*What the task requires*
If a line in the data holds the string "easier", list it.

*Data extract*
----

PR #703, opened 2020-08-25
Use snapshots in test_sampler.py

jonahkagan:
Should make it easier when we tweak the code.


jonahkagan:
@umbernhard are there any other audit math tests that could benefit from snapshots?

Issue #672, opened 2020-08-04
Backend: Record batch results


jonahkagan:
- New db model: BatchResult
- Endpoint for the JA to know which batches to record results for
- Endpoint for the JA to record batch results
- Use the batch results to calculate the risk measurement

PR #709, opened 2020-08-27
JA get batches and batch retrieval list endpoints

jonahkagan:
Task: #672 

Two endpoints that are needed for the JA for batch audits.

### DIFF
--- a/server/api/batches.py
+++ b/server/api/batches.py
@@ -1,0 +1,81 @@
+import io, csv
+from flask import jsonify
+
+from . import api
+from ..auth import with_jurisdiction_access
+from ..models import *  # pylint: disable=wildcard-import
+from ..util.csv_download import csv_response, election_timestamp_name
+from ..util.jsonschema import JSONDict
+
+
+@api.route(
+    "/election/<election_id>/jurisdiction/<jurisdiction_id>/round/<round_id>/batches/retrieval-list",
+    methods=["GET"],
+)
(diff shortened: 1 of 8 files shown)


server/api/batches.py
```diff
@@ -0,0 +1,81 @@
...
+from ..models import *  # pylint: disable=wildcard-import
+from ..util.csv_download import csv_response, election_timestamp_name
+from ..util.jsonschema import JSONDict
+
+
+@api.route(
+    "/election/<election_id>/jurisdiction/<jurisdiction_id>/round/<round_id>/batches/retrieval-list",
+    methods=["GET"],
+)
+@with_jurisdiction_access
```
benadida, line 15: when I haven't reviewed the code in a few days, I keep asking myself "does this call check that it has jurisdiction *and* election access?" I'm wondering if for more casual readers of the code, calling this `@with_jurisdication_and_election_access` might be helpful.

Not required, just musing.

jonahkagan: yeah, i hear that. i think these would actually be better described according to user type. i would call this `with_jurisdiction_admin_access`

MorganLove:
@jonahkagan I'm getting a `ZeroDivisionError: float division by zero` error on the `GET /api/election/:electionId/sample-sizes` endpoint on this branch. I did a resetdb but it still is erroring. Ideas?

PR #711, opened 2020-09-01
Fixes bug in ASN probability computation. Fixed #701. 

### LINKED ISSUE #701: Tweak expected_prob to allow for irrelevant ballots
expected_prob, which is used to estimate BRAVO completion percentages for a specified first-round sample size (typically the ASN), presently assumes that there are no irrelevant ballots/cards. The estimates therefore are inflated. A quick patch is to change `n = asn` to `n = asn * p_wr`. (Typically n will not be an integer, which is fine for the math used here.)

umbernhard:
**Description**
Fixes bug with ASN probability calculation that was artificially inflating the probabilities, per #701. 

**Testing**

Updated snapshots and tests. 

**Progress**
N/A


server/audit_math/bravo.py
```diff
@@ -251,7 +251,7 @@ def expected_prob(
     if threshold <= 0:
         return 0
 
-    n = asn
+    n = asn * p_w
```
jonahkagan, line 254: I noticed that #701 recommended multiplying by `p_wr` not `p_w` - was this intentional?

jonahkagan:
@umbernhard would you mind giving your PR a more descriptive name just so it's easier to look back on and understand

server/audit_math/bravo.py
umbernhard: ooooh good catch. Will fix.

PR #712, opened 2020-09-01
scripts.create-admin: support existing audit admins

jonahkagan:
Sometimes we want users to be able to be audit admins for multiple orgs,
so we modify the create-admin script to find or create the user, then
make them an admin for the org.

### DIFF
--- a/scripts/create-admin.py
+++ b/scripts/create-admin.py
@@ -10,13 +10,15 @@ if __name__ == "__main__":
         sys.exit(1)
 
     org_id, email = sys.argv[1:]  # pylint: disable=unbalanced-tuple-unpacking
-    u = User(id=str(uuid.uuid4()), email=email, external_id=email)
-    audit_admin = AuditAdministration(user_id=u.id, organization_id=org_id)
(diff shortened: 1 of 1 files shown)


scripts/create-admin.py
```diff
@@ -10,13 +10,15 @@
...
 
     org_id, email = sys.argv[1:]  # pylint: disable=unbalanced-tuple-unpacking
-    u = User(id=str(uuid.uuid4()), email=email, external_id=email)
-    audit_admin = AuditAdministration(user_id=u.id, organization_id=org_id)
-    db_session.add(u)
+    user = User.query.filter_by(email=email).first()
+    if not user:
+        user = User(id=str(uuid.uuid4()), email=email, external_id=email)
+    audit_admin = AuditAdministration(user_id=user.id, organization_id=org_id)
+    db_session.add(user)
```
benadida, line 17: should this be inside the if?

jonahkagan: yes, ill move it, though it works fine this way as well

PR #713, opened 2020-09-01
Changed the sigfigs for p-values in audit report

umbernhard:
**Description**
Forces audit reports to use at most 10 significant digits for p-values. Also disallows scientific notation, and changes the type to string to avoid annoying excel issues. 

**Testing**

Updated snapshots. 

**Progress**

N/A


server/tests/api/snapshots/snap_test_reports.py
```diff
@@ -9,141 +9,14 @@
...
-J2,4,18,Round 1: 0.038013103949978453,NOT_AUDITED,,\r
-J2,4,25,Round 1: 0.077777948601238256,NOT_AUDITED,,\r
-J2,4,26,"Round 1: 0.000710191532006945, 0.117496458878296268",NOT_AUDITED,,\r
-J2,4,29,Round 1: 0.122889862183711840,NOT_AUDITED,,\r
-J2,4,30,Round 1: 0.035663218359419393,NOT_AUDITED,,\r
+] = """{
+  "errors": [
+    {
+      "errorType": "Internal Server Error", 
+      "message": "\'<\' not supported between instances of \'NoneType\' and \'float\'"
```
umbernhard, line 16: hmm, this seems bad.

server/api/reports.py
```diff
@@ -28,6 +28,16 @@ def pretty_targeted(is_targeted: bool) -> str:
     return "Targeted" if is_targeted else "Opportunistic"
 
 
+def pretty_pvalue(value: float) -> str:
+
+    if value is None:
+        return ""
+    elif value < 10 ** -10:
+        return "<0.0000000001"
```
jonahkagan, line 36: i know this is the most accurate, but wondering if it will make it more difficult for consumers of the audit report to use this value, since now it's not a number. thoughts on just removing the `<`?

server/tests/snapshots/snap_test_multiple_targeted_contests.py
```diff
@@ -48,11 +63,11 @@
 \r
 ######## ROUNDS ########\r
 Round Number,Contest Name,Targeted?,Sample Size,Risk Limit Met?,P-Value,Start Time,End Time,Audited Votes\r
-1,Contest 1,Targeted,191,Yes,1.84402281147622e-05,DATETIME,DATETIME,candidate 1: 132; candidate 2: 59\r
-1,Contest 2,Targeted,485,No,1.0,DATETIME,DATETIME,Yes: 0; No: 0\r
-1,Contest 3,Opportunistic,,No,1.0,DATETIME,DATETIME,candidate 1: 0; candidate 2: 0; candidate 3: 0\r
-2,Contest 2,Targeted,1468,Yes,8.27580207807509e-24,DATETIME,DATETIME,Yes: 1028; No: 440\r
-2,Contest 3,Opportunistic,,No,1.0,DATETIME,DATETIME,candidate 1: 0; candidate 2: 0; candidate 3: 0\r
+1,Contest 1,Targeted,191,Yes,0.0000184402,DATETIME,DATETIME,candidate 1: 132; candidate 2: 59\r
+1,Contest 2,Targeted,485,No,1.0000000000,DATETIME,DATETIME,Yes: 0; No: 0\r
```
jonahkagan, line 67: this seems a little silly. is there an easy way to say "print as many digits as necessary up to 10" instead of "always print 10 digits"? if not, no biggie

server/api/reports.py
umbernhard: @mcchilders this seems like a Q for you

server/tests/snapshots/snap_test_multiple_targeted_contests.py
umbernhard: This one too, @mcchilders. It should be possible.

server/api/reports.py
mcchilders: In this one instance, where the number we’re trying to represent is smaller than what we can show with our 10 significant digits, I think the “less than” needs to be there. For the numbers that we can represent accurately in 10 decimals, we won’t use it. Does that make sense? This just covers the “we limited our digits and this is smaller than a number we can show.

server/tests/snapshots/snap_test_multiple_targeted_contests.py
mcchilders: Since these are percentages represented as decimals, I think preserving all 10 is fine (we won’t ever have 1.0000000000 unless you didn’t actually audit any ballots, so that’s a not-very-likely edge case.)

umbernhard: I've fixed it so it strips all trailing zeros except in the `p = 1.0` case.

PR #714, opened 2020-09-02
Record batch results

jonahkagan:
Task: #672 
- Add a new model BatchResult to record the audit results for a
batch+contest choice 
- Db migration to add BatchResult
- Add an endpoint for recording batch results for a jurisdiction for a
given round
- When results are recorded, check if the round is over, and if so,
calculate the risk measurements
- Add the recorded batch results to the batch list endpoint under `results` for each batch


server/api/batches.py
```diff
@@ -51,11 +70,17 @@ def get_batch_retrieval_list(
 
 def serialize_batch(batch: Batch) -> JSONDict:
     audit_board = batch.audit_board
+    results = (
+        {r.contest_choice_id: r.result for r in batch.results}
+        if len(list(batch.results)) > 0
```
benadida, line 75: I believe this will perform the query twice, since `batch.results` is lazy. Recommend stashing `list(batch.results)` once in a variable, and then using it multiple times.

server/api/rounds.py
```diff
@@ -120,6 +204,18 @@ def end_round(election: Election, round: Round):
...
 
 def is_round_complete(election: Election, round: Round) -> bool:
+    # For batch audits, check that all sampled batches have recorded results
+    if election.audit_type == AuditType.BATCH_COMPARISON:
+        num_batches_without_results: int = (
+            Batch.query.join(SampledBatchDraw)
+            .filter_by(round_id=round.id)
+            .outerjoin(BatchResult)
+            .group_by(Batch.id)
+            .having(func.count(BatchResult.batch_id) == 0)
```
benadida, line 214: this count does the right thing of not counting null batch results in the outer join?

benadida (approved):

server/api/batches.py
jonahkagan: It actually doesn't perform the query again until the objects are expired from the session (e.g. on `commit`). Check this out:

```python
>>> from server.models import *
>>> b = Batch.query.first()
2020-09-03 10:32:34,713 INFO sqlalchemy.engine.base.Engine BEGIN (implicit)
2020-09-03 10:32:34,714 INFO sqlalchemy.engine.base.Engine SELECT batch.created_at AS batch_created_at, batch.updated_at AS batch_updated_at, batch.id AS batch_id, batch.jurisdiction_id AS batch_jurisdiction_id, batch.name AS batch_name, batch.num_ballots AS batch_num_ballots, batch.storage_location AS batch_storage_location, batch.tabulator AS batch_tabulator, batch.audit_board_id AS batch_audit_board_id 
FROM batch 
 LIMIT %(param_1)s
2020-09-03 10:32:34,714 INFO sqlalchemy.engine.base.Engine {'param_1': 1}
>>> b.results
2020-09-03 10:32:38,836 INFO sqlalchemy.engine.base.Engine SELECT batch_result.created_at AS batch_result_created_at, batch_result.updated_at AS batch_result_updated_at, batch_result.batch_id AS batch_result_batch_id, batch_result.contest_choice_id AS batch_result_contest_choice_id, batch_result.result AS batch_result_result 
FROM batch_result 
WHERE %(param_1)s = batch_result.batch_id
2020-09-03 10:32:38,836 INFO sqlalchemy.engine.base.Engine {'param_1': '3082a3e7-55d2-4afa-a246-c9e8f61698c3'}
[]
>>> b.results
[]
```

jonahkagan: That being said, we could use an eager loading technique to avoid having a separate `SELECT` query for each batch's results. It's probably the primary optimization we could be making across arlo, and very easy to do (just add an option to the original db query), but I've held off on doing it anywhere really because I didn't know if it was needed.

server/api/rounds.py
jonahkagan: well, i hope so! do the tests convince you that it does? if not, i'd like to add more tests

PR #715, opened 2020-09-02
Adding jurisdiction names to header for JA views

### LINKED ISSUE #693: Add jurisdiction name to JA dashboards
When jurisdictions log in, we want their dashboard to be labeled with their jurisdiction name so it feels personalized

MorganLove:
**Description**

Closes #693 

@mcchilders It looks like we currently support multiple jurisdictions under the same login, so I made it so that it will display all the jurisdiction names associated with the current login.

----

*Answer below*
Should make it easier when we tweak the code.
@umbernhard would you mind giving your PR a more descriptive name just so it's easier to look back on and understand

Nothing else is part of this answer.